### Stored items

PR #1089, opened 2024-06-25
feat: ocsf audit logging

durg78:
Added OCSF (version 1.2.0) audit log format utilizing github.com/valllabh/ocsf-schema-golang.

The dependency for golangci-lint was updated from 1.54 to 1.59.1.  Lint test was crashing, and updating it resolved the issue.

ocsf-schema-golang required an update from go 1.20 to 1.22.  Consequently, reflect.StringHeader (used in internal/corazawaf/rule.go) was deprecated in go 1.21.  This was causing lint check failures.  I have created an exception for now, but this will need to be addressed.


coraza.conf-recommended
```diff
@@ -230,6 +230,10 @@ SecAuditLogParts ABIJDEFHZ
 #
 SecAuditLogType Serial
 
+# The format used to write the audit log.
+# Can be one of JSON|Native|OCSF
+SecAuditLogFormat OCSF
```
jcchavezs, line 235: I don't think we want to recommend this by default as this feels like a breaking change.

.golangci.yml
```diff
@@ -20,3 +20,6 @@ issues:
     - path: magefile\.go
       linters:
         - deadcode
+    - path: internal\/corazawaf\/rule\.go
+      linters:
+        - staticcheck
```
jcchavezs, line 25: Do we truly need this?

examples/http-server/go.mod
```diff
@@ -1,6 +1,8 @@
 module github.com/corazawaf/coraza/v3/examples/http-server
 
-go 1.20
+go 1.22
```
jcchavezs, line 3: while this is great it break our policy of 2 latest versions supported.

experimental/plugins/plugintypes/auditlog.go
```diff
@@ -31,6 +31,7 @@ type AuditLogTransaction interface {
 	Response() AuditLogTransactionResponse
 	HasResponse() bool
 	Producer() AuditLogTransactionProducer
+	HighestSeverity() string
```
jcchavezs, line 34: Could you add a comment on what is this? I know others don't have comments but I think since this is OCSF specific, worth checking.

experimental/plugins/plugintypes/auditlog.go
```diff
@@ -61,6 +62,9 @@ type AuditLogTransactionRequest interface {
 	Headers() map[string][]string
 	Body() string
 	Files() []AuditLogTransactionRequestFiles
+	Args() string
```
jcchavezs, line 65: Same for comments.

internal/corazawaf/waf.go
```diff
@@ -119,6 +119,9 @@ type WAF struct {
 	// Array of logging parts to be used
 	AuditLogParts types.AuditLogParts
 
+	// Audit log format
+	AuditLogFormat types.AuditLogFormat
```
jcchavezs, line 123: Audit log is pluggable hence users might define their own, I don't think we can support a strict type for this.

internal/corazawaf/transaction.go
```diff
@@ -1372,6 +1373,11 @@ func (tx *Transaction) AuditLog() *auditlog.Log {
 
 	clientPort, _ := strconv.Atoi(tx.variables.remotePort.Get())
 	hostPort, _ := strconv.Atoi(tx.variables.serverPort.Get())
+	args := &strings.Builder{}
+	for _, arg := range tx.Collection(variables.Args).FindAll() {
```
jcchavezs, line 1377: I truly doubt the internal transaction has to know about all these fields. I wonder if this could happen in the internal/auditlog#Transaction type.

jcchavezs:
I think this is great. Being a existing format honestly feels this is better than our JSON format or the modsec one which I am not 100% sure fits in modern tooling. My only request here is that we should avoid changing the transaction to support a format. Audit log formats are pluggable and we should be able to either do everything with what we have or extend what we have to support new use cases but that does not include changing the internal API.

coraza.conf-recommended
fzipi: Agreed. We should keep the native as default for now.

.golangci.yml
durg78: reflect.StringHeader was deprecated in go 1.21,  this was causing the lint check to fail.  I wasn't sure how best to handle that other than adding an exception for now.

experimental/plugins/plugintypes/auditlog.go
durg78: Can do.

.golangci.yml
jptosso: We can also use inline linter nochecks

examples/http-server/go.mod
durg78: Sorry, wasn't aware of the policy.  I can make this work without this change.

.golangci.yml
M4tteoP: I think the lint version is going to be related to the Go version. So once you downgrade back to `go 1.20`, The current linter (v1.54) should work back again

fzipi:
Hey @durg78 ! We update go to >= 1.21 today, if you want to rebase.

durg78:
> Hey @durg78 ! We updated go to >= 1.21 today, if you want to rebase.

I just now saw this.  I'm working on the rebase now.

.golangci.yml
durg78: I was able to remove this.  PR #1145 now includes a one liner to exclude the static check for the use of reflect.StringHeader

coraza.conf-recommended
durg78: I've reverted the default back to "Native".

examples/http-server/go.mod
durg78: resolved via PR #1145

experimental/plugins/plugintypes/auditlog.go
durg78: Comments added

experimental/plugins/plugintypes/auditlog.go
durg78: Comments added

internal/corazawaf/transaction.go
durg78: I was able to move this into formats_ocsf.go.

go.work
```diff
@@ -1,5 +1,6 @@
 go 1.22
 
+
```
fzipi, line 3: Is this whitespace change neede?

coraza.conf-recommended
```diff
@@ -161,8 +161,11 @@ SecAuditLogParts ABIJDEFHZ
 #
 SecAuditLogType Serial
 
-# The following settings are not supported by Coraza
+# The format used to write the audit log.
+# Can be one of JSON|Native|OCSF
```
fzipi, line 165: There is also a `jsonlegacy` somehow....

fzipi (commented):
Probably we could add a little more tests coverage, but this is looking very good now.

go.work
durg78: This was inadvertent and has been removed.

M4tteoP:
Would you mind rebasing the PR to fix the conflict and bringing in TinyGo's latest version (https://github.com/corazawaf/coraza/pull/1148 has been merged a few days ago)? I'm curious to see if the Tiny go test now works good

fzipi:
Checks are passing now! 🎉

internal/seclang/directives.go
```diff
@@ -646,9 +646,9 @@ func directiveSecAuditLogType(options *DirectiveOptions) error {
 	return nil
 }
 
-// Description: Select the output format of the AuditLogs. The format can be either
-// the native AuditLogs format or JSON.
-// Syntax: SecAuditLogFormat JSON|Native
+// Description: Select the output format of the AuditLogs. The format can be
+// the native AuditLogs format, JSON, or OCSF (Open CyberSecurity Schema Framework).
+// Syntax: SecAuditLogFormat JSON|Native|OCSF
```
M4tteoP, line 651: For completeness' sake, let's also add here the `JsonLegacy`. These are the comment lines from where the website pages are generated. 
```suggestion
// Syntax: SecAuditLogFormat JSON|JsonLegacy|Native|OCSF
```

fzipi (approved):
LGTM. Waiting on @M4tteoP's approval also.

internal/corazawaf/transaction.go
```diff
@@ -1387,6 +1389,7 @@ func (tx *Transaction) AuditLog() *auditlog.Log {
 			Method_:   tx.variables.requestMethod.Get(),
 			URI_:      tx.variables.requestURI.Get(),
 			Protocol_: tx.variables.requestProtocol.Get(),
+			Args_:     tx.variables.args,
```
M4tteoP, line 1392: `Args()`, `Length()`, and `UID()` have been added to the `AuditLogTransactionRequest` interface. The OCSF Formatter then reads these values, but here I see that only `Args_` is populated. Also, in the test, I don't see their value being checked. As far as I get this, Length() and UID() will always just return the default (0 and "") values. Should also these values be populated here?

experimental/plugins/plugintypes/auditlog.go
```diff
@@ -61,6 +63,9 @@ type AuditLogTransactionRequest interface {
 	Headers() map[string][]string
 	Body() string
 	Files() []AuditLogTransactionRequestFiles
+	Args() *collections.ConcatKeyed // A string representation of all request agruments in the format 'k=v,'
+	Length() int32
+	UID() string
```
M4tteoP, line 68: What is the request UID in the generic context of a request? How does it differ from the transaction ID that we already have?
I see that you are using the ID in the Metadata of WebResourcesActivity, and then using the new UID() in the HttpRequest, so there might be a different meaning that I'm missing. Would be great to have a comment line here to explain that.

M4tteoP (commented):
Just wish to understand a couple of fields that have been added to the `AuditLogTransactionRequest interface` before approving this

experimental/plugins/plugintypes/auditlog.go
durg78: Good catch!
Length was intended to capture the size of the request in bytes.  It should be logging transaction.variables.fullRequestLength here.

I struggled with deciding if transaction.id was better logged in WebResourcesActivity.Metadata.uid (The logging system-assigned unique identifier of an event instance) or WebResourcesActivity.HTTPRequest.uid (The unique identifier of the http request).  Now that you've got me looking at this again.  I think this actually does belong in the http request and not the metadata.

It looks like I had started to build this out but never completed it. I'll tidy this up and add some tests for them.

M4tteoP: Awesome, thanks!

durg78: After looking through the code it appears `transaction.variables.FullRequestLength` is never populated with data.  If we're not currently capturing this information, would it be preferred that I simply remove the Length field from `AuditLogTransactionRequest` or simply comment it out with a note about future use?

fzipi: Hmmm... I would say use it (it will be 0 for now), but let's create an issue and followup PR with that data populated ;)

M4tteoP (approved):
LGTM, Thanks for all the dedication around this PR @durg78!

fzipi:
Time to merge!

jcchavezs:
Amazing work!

...

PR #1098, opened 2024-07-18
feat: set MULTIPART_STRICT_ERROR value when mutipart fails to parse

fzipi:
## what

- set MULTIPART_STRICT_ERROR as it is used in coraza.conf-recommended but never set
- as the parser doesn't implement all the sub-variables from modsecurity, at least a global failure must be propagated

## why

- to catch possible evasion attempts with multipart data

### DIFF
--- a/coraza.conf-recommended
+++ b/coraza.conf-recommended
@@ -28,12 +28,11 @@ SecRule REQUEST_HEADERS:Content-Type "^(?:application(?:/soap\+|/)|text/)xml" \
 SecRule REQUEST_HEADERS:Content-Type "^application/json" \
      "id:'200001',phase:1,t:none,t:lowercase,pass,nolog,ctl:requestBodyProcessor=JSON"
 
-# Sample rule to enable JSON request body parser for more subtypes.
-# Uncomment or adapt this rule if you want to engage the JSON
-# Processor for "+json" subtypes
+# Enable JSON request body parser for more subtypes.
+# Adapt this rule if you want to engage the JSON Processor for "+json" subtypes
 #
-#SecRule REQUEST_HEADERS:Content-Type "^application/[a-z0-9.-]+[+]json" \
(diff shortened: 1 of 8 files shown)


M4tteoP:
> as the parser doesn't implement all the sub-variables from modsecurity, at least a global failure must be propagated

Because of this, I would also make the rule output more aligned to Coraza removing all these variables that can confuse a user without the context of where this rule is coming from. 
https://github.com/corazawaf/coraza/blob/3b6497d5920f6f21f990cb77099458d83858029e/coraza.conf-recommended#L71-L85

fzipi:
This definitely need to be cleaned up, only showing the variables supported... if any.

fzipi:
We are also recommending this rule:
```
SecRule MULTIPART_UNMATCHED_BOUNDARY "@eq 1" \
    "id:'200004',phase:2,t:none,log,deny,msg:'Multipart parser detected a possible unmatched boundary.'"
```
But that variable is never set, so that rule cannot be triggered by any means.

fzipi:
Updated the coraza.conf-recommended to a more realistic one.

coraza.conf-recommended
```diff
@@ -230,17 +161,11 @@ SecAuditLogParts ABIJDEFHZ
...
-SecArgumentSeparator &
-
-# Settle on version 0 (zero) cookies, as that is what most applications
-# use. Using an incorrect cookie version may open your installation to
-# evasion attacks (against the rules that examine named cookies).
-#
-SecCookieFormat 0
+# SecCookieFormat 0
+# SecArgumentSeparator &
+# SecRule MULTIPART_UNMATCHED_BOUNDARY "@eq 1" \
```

### Problem to solve
Please give an exact copy of the lines above, beginning with the line containing "PR #1089, opened 2024-06-25" and running through the line containing "The dependency for", and of no other lines.

### Completed exercise
PR #1089, opened 2024-06-25
feat: ocsf audit logging

durg78:
Added OCSF (version 1.2.0) audit log format utilizing github.com/valllabh/ocsf-schema-golang.

The dependency for golangci-lint was updated from 1.54 to 1.59.1.  Lint test was crashing, and updating it resolved the issue.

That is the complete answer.